→ **Work request**
Among the lines of the records, please find those that contain the word "more" and copy them.

→ **Available data**
+ + +
PR #741, opened 2018-08-06
Proper breakloop for linux on pcap_dispatch

### LINKED ISSUE #734: pcap_breakloop doesn't always interrupt pcap_dispatch
for example:

```
pcap_breakloop();
pcap_dispatch(...);
```

on a device that has no traffic will block until pcap_breakloop is later called from inside a signal handler.

One might argue that this is not normal usage but take for example the following case:

Thread 1 runs pcap_dispatch and some other things
Thread 2 does the following
1. set up some things to do after a `pcap_dispatch` interrupt
2. send a signal to the thread doing `pcap_dispatch`, in the signal handler call `pcap_breakloop`
3. set up some more work to do after a `pcap_dispatch` interrupt
4. same as 2

Now if 4 happens too fast after 2 and on Thread 1 we are not back into a `pcap_dispatch` blocking system call, then it will not be interrupted.

Problems seems to be that `pcap_dispatch` does a poll with an infinite timeout (at least on most linux versions). In this condition I propose pcap uses a non-blocking [eventfd](http://man7.org/linux/man-pages/man2/eventfd.2.html).

libpcap version:  a5341c3b81a4d7f00b5318c6d8fa8673eda81611
operating system: `Linux 4.17.3-1-ARCH #1 SMP PREEMPT Tue Jun 26 04:42:36 UTC 2018 x86_64 GNU/Linux`

Also reproduced on `Linux  4.9.0-6-amd64 #1 SMP Debian 4.9.88-1+deb9u1 (2018-05-07) x86_64 GNU/Linux`

No special configure options.

adrian-budau:
On platforms that support it use an eventfd to exit any polling.

This is meant to fix #734 . It does not currently handle `pcap_read_packet`, I could also add poll there so it wouldn't block. I probably didn't search enough, but I could not find any tests to run to check everything is in order, so any help in that direction would be helpful.

### DIFF
--- a/pcap-linux.c
+++ b/pcap-linux.c
@@ -142,6 +142,11 @@
 #include "pcap/sll.h"
 #include "pcap/vlan.h"
 
+#ifdef HAVE_SYS_EVENTFD_H
+#include <sys/eventfd.h>
+#endif
+
+
 /*
  * If PF_PACKET is defined, we can use {SOCK_RAW,SOCK_DGRAM}/PF_PACKET
  * sockets rather than SOCK_PACKET sockets.
@@ -324,6 +329,10 @@ struct pcap_linux {
 	unsigned char *current_packet; /* Current packet within the TPACKET_V3 block. Move to next block if NULL. */
 	int packets_left; /* Unhandled packets left within the block from previous call to pcap_read_linux_mmap_v3 in case of TPACKET_V3. */
 #endif
+#ifdef HAVE_SYS_EVENTFD_H
+	int poll_breakloop_fd; /* fd to an eventfd to break from blocking operations */
+#endif
+
 };
 
 /*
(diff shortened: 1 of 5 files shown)


pcap-linux.c
```diff
@@ -142,6 +142,11 @@
 #include "pcap/sll.h"
 #include "pcap/vlan.h"
 
+#ifdef HAVE_SYS_EVENTFD_H
+#include <sys/eventfd.h>
+#endif
+
+
```
guyharris: Only one blank line is needed.

pcap.c
```diff
@@ -3604,6 +3611,13 @@ pcap_remove_from_pcaps_to_close(pcap_t *p)
 	}
 }
 
+void
+pcap_breakloop_common(pcap_t *p)
+{
+	p->break_loop = 1;
+}
+
+
```
guyharris: One blank line is sufficient here as well.

guyharris:
The check for `sys/eventfd.h` needs to be done in autoconf as well; I added that in commit dfce68d037bad5f57341db488392553cd479eaab.

guyharris:
> It does not currently handle `pcap_read_packet`, I could also add poll there so it wouldn't block.

Currently, I don't think that will ever be called on a system new enough to have eventfd, so it's probably not an issue.

However, a case could be made that immediate mode should use socket reads rather than TPACKET_V[12], in which case it would be an issue.

(Then again, a case could be made that most programs using immediate mode should instead use a library that provides a socket-like API for raw network I/O; that library wouldn't even necessarily use the same underlying mechanism as libpcap does, and might be able to use the same mechanism in a different fashion more appropriate for implementing a particular protocol, e.g. setting the protocol on a PF_PACKET socket so as to get only packets for that protocol.)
+ + +
→ **Reply to the exercise**
3. set up some more work to do after a `pcap_dispatch` interrupt
(Then again, a case could be made that most programs using immediate mode should instead use a library that provides a socket-like API for raw network I/O; that library wouldn't even necessarily use the same underlying mechanism as libpcap does, and might be able to use the same mechanism in a different fashion more appropriate for implementing a particular protocol, e.g. setting the protocol on a PF_PACKET socket so as to get only packets for that protocol.)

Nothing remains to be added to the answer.